You don’t really have 183 of anything to teach. You have, at best, ten. Now, they are not easy; but all the little things you teach are often part of a bigger thing. And, sometimes, it is just the little thing taught in lots of different ways. It becomes easier to be flexible to keep the big things in mind.
So you saw my schedule, this is my actual agenda:
8:45am: Develop persistence and flexibility around the work we do in the classroom; practice kindness and resilience; be active in each job you take on; be brave; trust that play is work
3:05pm: Pack and Snack
Trust that Play is Work
I don’t make time for play. The whole day is play. I still have the same goals and objectives that others might have. I follow the same standards, I change the journey there. A surprising amount of my brain power is spent studying and reflecting on my kids to find and furnish the path we will take.
Play is my top priority and when lessons bomb (and they do) I think: Was there another way to engage the class in this work?
Workshop Teaching is The Way to Go
I don’t think I could do any of this without teaching everything within workshop structures. (For this I owe a debt of gratitude to TCRWP for setting me on this path.)
Essentially, every subject starts with a whole class gathering that is five to seven minutes in length. Kids go off to pursue independent projects or work, and I hustle around pulling small groups and teaching one-on-one. We come back together for a reflective conversation and grow together.

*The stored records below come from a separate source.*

PR #104, opened 2016-10-04
[ADD] OCA codesprint fixes

hbrunn:
- a few bugfixes, including the grave one that everyone read with admin
  permissions
- write/create attachment support

### DIFF
--- a/document_sftp/document_sftp_server.py
+++ b/document_sftp/document_sftp_server.py
@@ -19,6 +19,7 @@ class DocumentSFTPServer(ServerInterface):
             if not user:
                 return AUTH_FAILED
             user.sudo(user.id).check_credentials(password)
+            self.env = self.env(user=user.id)
             return AUTH_SUCCESSFUL
         except AccessDenied:
             pass
@@ -37,6 +38,7 @@ class DocumentSFTPServer(ServerInterface):
                     'Ignoring key of unknown type for line %s', line)
                 continue
             if RSAKey(data=decodebytes(key_data)) == key:
+                self.env = self.env(user=user.id)
                 return AUTH_SUCCESSFUL
         return AUTH_FAILED
 
--- a/document_sftp/models/document_sftp_root.py
+++ b/document_sftp/models/document_sftp_root.py
@@ -63,6 +63,11 @@ class DocumentSFTPRoot(models.AbstractModel):
         raise NotImplementedError()
 
     @api.model
+    def _remove(self, path):
+        """Return file attributes"""
+        raise NotImplementedError()
+
+    @api.model
     def _lstat(self, path):
         """Return attributes about a link"""
         return self._stat(path)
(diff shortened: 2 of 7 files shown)


document_sftp/document_sftp_server.py
```diff
@@ -19,6 +19,7 @@ def check_auth_password(self, username, password):
             if not user:
                 return AUTH_FAILED
             user.sudo(user.id).check_credentials(password)
+            self.env = self.env(user=user.id)
```
pedrobaeza, line 22: Why not `self.sudo(user)`?

document_sftp/document_sftp_server.py
```diff
@@ -37,6 +38,7 @@ def check_auth_publickey(self, username, key):
                     'Ignoring key of unknown type for line %s', line)
                 continue
             if RSAKey(data=decodebytes(key_data)) == key:
+                self.env = self.env(user=user.id)
```
pedrobaeza, line 41: The same as above

document_sftp/models/document_sftp_root.py
```diff
@@ -59,6 +63,18 @@ def _open(self, path, flags, attr):
         raise NotImplementedError()
 
     @api.model
+    def _remove(self, path):
+        """Return file attributes"""
+        raise NotImplementedError()
```
pedrobaeza, line 68: Is it recommended to return an error at this level? Shouldn't we return a forbidden code or similar?

document_sftp/models/document_sftp_root.py
```diff
@@ -59,6 +63,18 @@ def _open(self, path, flags, attr):
...
+    @api.model
     def _lstat(self, path):
         """Return attributes about a link"""
         return self._stat(path)
+
+    @api.model
+    def _split_path(self, path):
+        """Return a list of normalized and stripped path components"""
+        # TODO: normalization
+        path = path.strip('/')
```
pedrobaeza, line 79: Shouldn't you use path separator from `os.path`?

document_sftp/document_sftp_server.py
hbrunn: note that the files which are located in the module's root (so not in `models`) are not models, but implementations of the respective interfaces that need to be implemented for paramiko

document_sftp/models/document_sftp_root.py
hbrunn: no, the ssh protocol defines the path separator as bein a slash: https://tools.ietf.org/id/draft-ietf-secsh-filexfer-13.txt (section 6, file names)

document_sftp/models/document_sftp_root.py
hbrunn: good question. I don't really have an opinion about this, the good thing about the exception is that it's quite clear what's going on, whereas a standard return value might also point to a permission issue or the like

document_sftp/document_sftp_server.py
pedrobaeza: OK, thanks for the explanation

document_sftp/models/document_sftp_root.py
pedrobaeza: OK, we keep as is right now.

pedrobaeza:
Can you please review Travis status?

hbrunn:
this module never went to production, and should be redesigned (ie own workers instead of threads) if ever this was picked up again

I try to choose three to four big ideas to tackle across a study. In writing stories, it may be:
Structuring a story so it is a sequence of events;
Elaborating pictures (and words for those that are ready);
Writing lots and lots of books so each one gets better than the next.
A month is a reasonable amount of time to accomplish these things as long as I remember this: it is not always about what’s next; it’s about how can this child learn this “thing” in a deeper way or more independently?

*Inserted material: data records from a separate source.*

PR #110, opened 2016-11-10
8.0 document rtf index

NL66278:
Proper indexing of rtf documents. Can prevent huge performance problems by not indexing embedded images.


document_rtf_index/README.rst
```diff
@@ -0,0 +1,37 @@
+Index rtf documents
```
hbrunn, line 5: update this to the current template of the oca readme. Main difference is that all links should be https now

document_rtf_index/std_index.py
```diff
@@ -0,0 +1,61 @@
+# -*- coding: utf-8 -*-
+# © 2016 Therp BV <http://therp.nl>
+# License AGPL-3.0 or later (http://www.gnu.org/licenses/agpl.html).
+import StringIO
+
+from pyth import document
```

Workshop teaching allows me to work with children in a way that values their personal goals and projects as well as support them as they move to do this “thing” better and more independently. (That “thing” could be one of many things, including [but not limited to]: sequencing, adding more thoughtful detail into pictures, writing words with the aid of tools.)

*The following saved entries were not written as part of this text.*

PR #116, opened 2016-12-21
[WIP] [BKP] Backport 8.0 rtf document indexer.

NL66278:
For the moment still need to test.


NL66278:
Not clear to me why runbot gives error. Hardly any log...

hbrunn:
there was a time when runbot errored out randomly when we stepped over to dockerized runbot. I restarted it to see if that was the problem

PR #10172, opened 2025-10-29
Fix Bug in IntegrateEmbeddings when Ref is specified

lldelisle:
Dear developpers,
I noticed that if I want to use IntegrateEmbeddings but I specify `dims.to.integrate` and `reference` I get an error:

In Conclusion: Let’s Get Real for A Minute
I would be a horrible liar if I did not say that I have doubts all the time.
I would be a horrible liar if I said that there were days when a math lesson from the book never happens.
I would be a horrible liar if I said that sometimes I just don’t feel like playing.
I have to believe, and I do believe, that if I teach children to engage in playful learning, lead them to pursuing passions, and ditch the schedule every once in a while that they will meet the standards of the grade AND, MORE IMPORTANTLY, they will become the type of citizens that we need in the world.